Mrs. Bush had been hurriedly sent for when Jenny’s condition seemed dangerous, but, in her distress and excitement, she had sought solace in Basil’s whiskey-bottle to such an extent that he was obliged to beg her to return to her own home. The scene was not edifying. Surmising an alcoholic tendency, Kent, two or three days after her arrival, locked the side-board and removed the key. But in a little while the servant came to him.
“If you please, sir, Mrs. Bush says, can she ’ave the whiskey; she’s not feelin’ very well.”
“I’ll go to her.”
Mrs. Bush sat in the dining-room with folded hands, doing her utmost to express on a healthy countenance maternal anxiety, indisposition, and ruffled dignity; she was not vastly pleased to see her son-in-law instead of the expected maid.
“Oh, is that you, Basil?” she said; “I can’t find the sideboard key anywhere, and I’m that upset I must ’ave a little drop of something.”
“I wouldn’t if I were you, Mrs. Bush. You’re much better without it.”
“Oh, indeed!” she answered, bristling. “P’raps you know more about me inside feelings than I do myself. I’ll just trouble you to give me the key, young man, and look sharp about it. I’m not a woman to be put upon by any one, and I tell you straight.”
“I’m very sorry, but I think you’ve had quite enough to drink. Jenny may want you, and you would be wise to keep sober.”
“D’you mean to insinuate that I’ve ’ad more than I can carry?”
“I wouldn’t go quite so far as that,” he answered, smiling.
“Thank you for nothing,” cried Mrs. Bush indignantly. “And I should be obliged if you wouldn’t laugh at me, and I must say it’s very ’eartless with me daughter lying ill in her bedroom. I’m very much upset and I did think you’d treat me like a lady, but you never ’ave, Mr. Kent—no, not even the first time I come here. Oh, I ’aven’t forgot, so don’t you think I ’ave—a sixpenny ’alfpenny teapot was good enough for me, but when your lady-friend come in out pops the silver, and I don’t believe for a moment it’s real silver. Blood’s all very well, Mr. Kent, but what I say is, give me manners. You’re a nice young feller, you are, to grudge me a little drop of spirits when me poor daughter’s on her death-bed. I wouldn’t stay another minute in this ’ouse if it wasn’t for ‘er.”

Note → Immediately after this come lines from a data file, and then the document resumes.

PR #6714, opened 2023-06-02
Deprecate method getJdbcMappings() and prepare for its removal

Sanne:
A possibly better alternative of #6712 : 

In this case I deprecate the method but don't remove it yet; I still rework all client code to not use it so a subsequent removal will be trivial.

Benefit: could be backported.

Drawback: the deprecation of the method apparently has puzzling effect on javac's ability to handle multiple inheirtance gracefully, I had to re-implement the method even in classes which wouldn't be affected by the removal just to keep it from no longer compiling.


Sanne:
superseded by #6715 : both deprecating and then removing, so we can backport and cleanup.

PR #6717, opened 2023-06-02
@jrenaat HHH-16515 - Nullability work continued

jrenaat:


hibernate-core/src/main/java/org/hibernate/engine/transaction/jta/platform/internal/JBossStandAloneJtaPlatform.java
```diff
@@ -27,6 +27,7 @@ public class JBossStandAloneJtaPlatform extends AbstractJtaPlatform {
 	private static final WildFlyStandAloneJtaPlatform wildflyBasedAlternative = new WildFlyStandAloneJtaPlatform();
 
 	@Override
+	@SuppressWarnings("nullness")
```
beikov, line 30: Use the helper class approach we talked about to reduce code duplication and handle nullness in that helper correctly.

hibernate-core/src/main/java/org/hibernate/engine/transaction/jta/platform/internal/JBossStandAloneJtaPlatform.java
```diff
@@ -48,6 +49,7 @@ protected TransactionManager locateTransactionManager() {
 	}
 
 	@Override
+	@SuppressWarnings("nullness")
```
beikov, line 52: Use the helper class approach we talked about to reduce code duplication and handle nullness in that helper correctly.

hibernate-core/src/main/java/org/hibernate/engine/transaction/jta/platform/internal/WebSphereLibertyJtaPlatform.java
```diff
@@ -58,16 +61,16 @@
 	}
 
 	public int getCurrentStatus() throws SystemException {
-		return retrieveTransactionManager().getStatus();
+		return NullnessUtil.castNonNull( retrieveTransactionManager() ).getStatus();
 	}
 
-	public Object getTransactionIdentifier(Transaction transaction) {
+	public @Nullable Object getTransactionIdentifier(Transaction transaction) {
```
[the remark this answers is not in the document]
jrenaat: Kinda odd that CodeQL complains about `getTransactionIdentifier`, but the missing @Override on  `canRegisterSynchronization`,  `getCurrentStatus`, `registerSynchronization` doesn't seem to bother it

hibernate-core/src/main/java/org/hibernate/engine/profile/FetchProfile.java
```diff
@@ -111,19 +111,6 @@ public void addFetch(final Fetch fetch) {
...
-				// we need to go back and ignore that previous bag join fetch.
-				if ( containsJoinFetchedBag ) {
-					// just for safety...
-					if ( fetches.remove( bagJoinFetch.getAssociation().getRole() ) != bagJoinFetch ) {
-						LOG.unableToRemoveBagJoinFetch();
-					}
-					bagJoinFetch = null;
-					containsJoinFetchedBag = false;
-				}
-
```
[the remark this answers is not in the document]
jrenaat: IIRC i removed this because `containsJoinFetchedBag` is never assigned, therefore always by default false, hence never going to enter that if anyway. Following the same reasoning `containsJoinFetchedBag` is also useless.

hibernate-core/src/main/java/org/hibernate/engine/transaction/jta/platform/internal/WebSphereLibertyJtaPlatform.java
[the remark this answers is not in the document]
beikov: It tries to only report problems of lines that changed AFAIU, so that's why we are seeing this. It would be nice if you could fix that though.

hibernate-core/src/main/java/org/hibernate/engine/profile/FetchProfile.java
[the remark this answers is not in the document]
beikov: Please revert that, let's not add unrelated changes. The `isContainsJoinFetchedBag()` method where this field is used might be deprecated, but who know what is using this class.

hibernate-core/src/main/java/org/hibernate/engine/transaction/jta/platform/internal/WebSphereLibertyJtaPlatform.java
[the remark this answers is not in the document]
jrenaat: With fix that I assume you reffered to adding @Override where it was missing? Or was that about CodeQL only reporting on what was changed?

hibernate-core/src/main/java/org/hibernate/engine/transaction/jta/platform/internal/JBossStandAloneJtaPlatform.java
jrenaat: The main problem with this (for the CF) is the "invoke(null)" part; even if you check that the obtained Method reference is static (only case where you can pass in a null object reference), CF still complains.
So, I'm not seeing what you mean, basically.

beikov: I suppose you will need a stub file entry for `Method.invoke()` then and annotate `@Nullable`.

hibernate-core/src/main/java/org/hibernate/engine/transaction/jta/platform/internal/AbstractJtaPlatform.java
```diff
@@ -31,12 +31,20 @@ public abstract class AbstractJtaPlatform
 	private boolean cacheUserTransaction;
 	private ServiceRegistryImplementor serviceRegistry;
 
-	private final JtaSynchronizationStrategy tmSynchronizationStrategy = new TransactionManagerBasedSynchronizationStrategy( this );
+	private final TransactionManagerAccessBridge transactionManagerAccess = new TransactionManagerAccessBridge();
+
+	private final JtaSynchronizationStrategy tmSynchronizationStrategy = new TransactionManagerBasedSynchronizationStrategy( transactionManagerAccess );
```
beikov, line 36: I'd suggest simply inlining the implementation of `TransactionManagerBasedSynchronizationStrategy` into `AbstractJtaPlatform`. It's all internal, so no worries about backwards compatibility.

hibernate-core/src/main/java/org/hibernate/engine/transaction/jta/platform/internal/WebSphereJtaPlatform.java
```diff
@@ -46,7 +48,7 @@ public WebSphereJtaPlatform() {
 			throw new JtaPlatformException( "Could not locate WebSphere TransactionManager access class" );
 		}
 
-		this.transactionManagerAccessClass = tmAccessClass;
+		this.transactionManagerAccessClass = NullnessUtil.castNonNull( tmAccessClass );
```
beikov, line 51: I think it might be better to replace

`private final Class transactionManagerAccessClass;`

with

`private final Method getTransactionManagerMethod;`

and this here with `this.getTransactionManagerMethod = NullnessUtil.castNonNull( NullnessUtil.castNonNull( tmAccessClass ).getMethod( "getTransactionManager" ) )`

This way, you should be able to avoid the `@SuppressWarnings("nullness")` in `locateTransactionManager`

jrenaat: Removing that `@SuppressWarnings("nullness")` in locateTransactionManager doesn't need anything really, I just forgot to remove it, since it was combined with another warning I overlooked it.

hibernate-core/src/main/java/org/hibernate/engine/transaction/jta/platform/internal/AbstractJtaPlatform.java
jrenaat: I inlined it as an inner class, and I really prefer that over having the platform implementing the interface.

beikov (approved):

PR #6721, opened 2023-06-03
HHH-16605 Allow integer <=> boolean comparisons

ctabin:
Hello,

I'm trying to fix [HHH-16605](https://hibernate.atlassian.net/browse/HHH-16605) because it worked in version 6.1.7. Actually, it will still crash on H2 (but at the JDBC layer) **unless you use MODE=MYSQL** for the JDBC connection.

I'm not quite sure of the fix because it seems that it should be an option in the [H2Dialect](https://github.com/hibernate/hibernate-orm/blob/main/hibernate-core/src/main/java/org/hibernate/dialect/H2Dialect.java) but it seems that there is no check on the dialect in [SqmCriteriaNodeBuilder](https://github.com/hibernate/hibernate-orm/blob/main/hibernate-core/src/main/java/org/hibernate/query/sqm/internal/SqmCriteriaNodeBuilder.java#L242).

It seems that [this PR](https://github.com/hibernate/hibernate-orm/pull/6189) is causing the regression.

Best regards,
Cedric

[HHH-16605]: https://hibernate.atlassian.net/browse/HHH-16605?atlOrigin=eyJpIjoiNWRkNTljNzYxNjVmNDY3MDlhMDU5Y2ZhYzA5YTRkZjUiLCJwIjoiZ2l0aHViLWNvbS1KU1cifQ

### DIFF
--- a/hibernate-core/src/main/java/org/hibernate/type/descriptor/java/IntegerJavaType.java
+++ b/hibernate-core/src/main/java/org/hibernate/type/descriptor/java/IntegerJavaType.java
@@ -99,6 +99,8 @@ public class IntegerJavaType extends AbstractClassJavaType<Integer>
 			case "java.lang.Byte":
 			case "short":
 			case "java.lang.Short":
+			case "boolean":
+			case "java.lang.Boolean":
 				return true;
 			default:
 				return false;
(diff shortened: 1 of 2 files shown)


beikov:
See the comments on the issue. Will be done as part of https://hibernate.atlassian.net/browse/HHH-16769

PR #6724, opened 2023-06-04
HHH-16608 literal predicates can match against any type

ctabin:
https://hibernate.atlassian.net/browse/HHH-16608

After #6189 some queries against MariaDB/MySQL (and also on H2 with either mode) are broken because those engines accept predicates against values that are enclosed in literal, such as `SELECT * FROM table t WHERE t.some_date = '2023-01-01'` and hence that type cannot be refused by Hibernate.

Maybe that should be something configurable from the Dialect :thinking:


ctabin:
@beikov I just saw [your comment](https://github.com/hibernate/hibernate-orm/pull/6189#issuecomment-1453419092) about the migration of `p.dateField > '2023-01-01'` to `p.dateField > date 2023-01-01` but that would imply some huge migrations in some codebase.

Instead of simply reenabling the literal beahavoir as this PR, maybe it would be also interesting to add a new configuration property (in the `persistence.xml`) that allow to keep the old behavoir (eg comparing dates against string, but also on other values) ? :thinking:

beikov:
We decided that this kind of usage was not documented to be supported, but acknowledge the usefulness of it, so we created the improvement issue [HHH-16769](https://hibernate.atlassian.net/browse/HHH-16769) for this.

You're very welcome to contribute this general HQL improvement in the way how it is described in the JIRA issue. Join us on v if you want to discuss the design.

PR #6741, opened 2023-06-06
HHH-16740 + HHH-16750 Fetching an element collection on an entity with a composite id fails when batch size > 1

dreab8:
https://hibernate.atlassian.net/browse/HHH-16740
https://hibernate.atlassian.net/browse/HHH-16750


dreab8:
superseded by https://github.com/hibernate/hibernate-orm/pull/6758

PR #6744, opened 2023-06-06
HHH-16742 - Add test for issue

jrenaat:
Already fixed by https://github.com/hibernate/hibernate-orm/pull/6685


hibernate-core/src/test/java/org/hibernate/orm/test/jpa/query/TupleQueryTest.java
```diff
@@ -85,6 +91,28 @@ public void testGetAlias(EntityManagerFactoryScope scope) {
...
+
+					Tuple result = query.getResultList().get(0);
+					assertNotNull( result );
+					assertEquals( 2, result.getElements().size() );
+					try {
+						// Should not throw IllegalArgumentException
+						result.get("fn", String.class);
+						result.get("fn_2", String.class);
+					}
+					catch (IllegalArgumentException iae) {
```
beikov, line 109: Please remove the try-catch part. If an exception is thrown, the test will fail anyway.

beikov (approved):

“I was going to suggest it would be better if you returned to your happy home in Crouch End,” answered Basil, when the good woman stopped to take breath.
“Were you, indeed! Well, we’ll just see what Jenny ’as to say to that. I suppose my daughter is mistress in ’er own ’ouse.”
Mrs. Bush started to her feet and made for the door, but Basil stood with his back against it.
“I can’t allow you to go to her now. I don’t think you’re in a fit state.”
“D’you think I’m going to let you prevent me? Get out of my way, young man.”
Basil, more disgusted than out of temper, looked at the angry creature with a cold scorn which was not easy to stomach.
“I’m sorry to hurt your feelings, Mrs. Bush, but I think you’d better leave this house at once. Fanny will put your things together. I’m going to Jenny’s room, and I forbid you to come to it. I expect you to be gone in half an hour.”
He turned on his heel, leaving Mrs. Bush furious but intimidated. She was so used to have her own way that opposition took her aback, and Basil’s manner did not suggest that he would easily suffer contradiction. But she made up her mind, whatever the consequences, to force her way into Jenny’s room, and there set out her grievance. She had not done repeating to herself what she would say when the servant entered to state that, according to her master’s order, she had packed Mrs. Bush’s things. Jenny’s mother started up indignantly, but pride forbade her to let the maid see she was turned out.